Once Steve finishes, Antoine Dodson steps in to tear shit up. The
flamboyant YouTube hero also has a record dropping soon, and Lashes
has been courting him all weekend, telling Dodson to call if he needs
management. The rocker-turned-agent of anomalies hopes to build a
memetic Def Jam or Sub Pop, and tonight his dream is
fast-manifesting, as Dodson is joined by Steve, Dave, and Testa for a
raucous encore. By the time that Double Rainbow Guy and the redheaded
CopperCab of “Gingers Do Have Souls” renown jump in, the
whole crowd is elated – but especially Lashes, who grins and
gushes: “This is just the beginning.”
Twenty minutes later, all the nerds and memes clear out, and the
regular Middlesex crowd files in. Most of them have no clue that
their favorite guilty pleasures just serenaded the joint en masse,
though a few people do take pics outside with Double Rainbow Guy and
other stragglers.

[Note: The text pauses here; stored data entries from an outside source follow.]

PR #80, opened 2022-08-18
Replace default link color variable

mikachan:
The default link color variable is currently set to `foreground`, which isn't used in this theme. This PR replaces it with `contrast`.


pbking (approved):
👍 LGTM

While things are winding down, a bouncer tells
Steve to remove his hat before re-entering, and says that Naked Dave
has to keep his shirt on. Looking somewhat pissed, with a Newport wedged
in the corner of his mouth, Steve looks at a cluster of ROFLCon
peeps, raises his arms, and yells, “Does anyone out here think
Scumbag Steve should have to take his fucking hat off?” Without
hesitation, they give him a unanimous thumbs up as he walks off
waving both middle fingers in the air.